Traveling through the most conservative part of Turkey, I got asked this question every time there was a chance for a Turkish man, woman or child to form conversation with me.
It was never a direct question of course. It came after a few investigatory ones.
"So, where is your husband?"
"I don't have a husband."
Like a script to be carefully followed, after a few seconds of introspective nodding and a rubbing of fingers or hands, came:
So interested were they in the answer that some would set aside heavy bags of groceries on sidewalks, pull out cell phones to cancel appointments or to let an expectant friend, family member or spouse know of their likely late arrival at home or wherever.
As a Western woman, their concern made me feel like there was something abnormal about my marital status.

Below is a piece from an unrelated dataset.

PR #5228, opened 2025-03-06
Delete files that will longer be accessible at the end of workflows and tasks

adamnovak:
This will fix part of #4872 by allowing the WLD interpreter to detect some types of files that can no longer be used, and delete them:
1. Files created in the `inputs` section or body of a workflow that are not output will be deleted when the workflow ends.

In traditional Anatolia it was.
Most women by their early to mid 20s are married with their first child. For most, marriage is not an optional life choice. It is a certainty, especially if at some point there is a wish to have children.
In traditional Anatolia there are no bastards. Just beautiful representations of the traditional nuclear and often extended family too.
It is a serious pleasure for me to see many evenings after dinner mother, father children and grandmother or aunt taking a stroll through neighbourhoods.
I remember a time when Barbados was like that too. Not the traditional nuclear family template, but certainly the role of the grandmother in many children's lives as well as the evening walks after eating, particularly on the weekends.
Spending time around Turkish people, I learned that marriage is fundamental to everyday life.
As a result, any attempt on my part to convincingly answer this question is almost futile.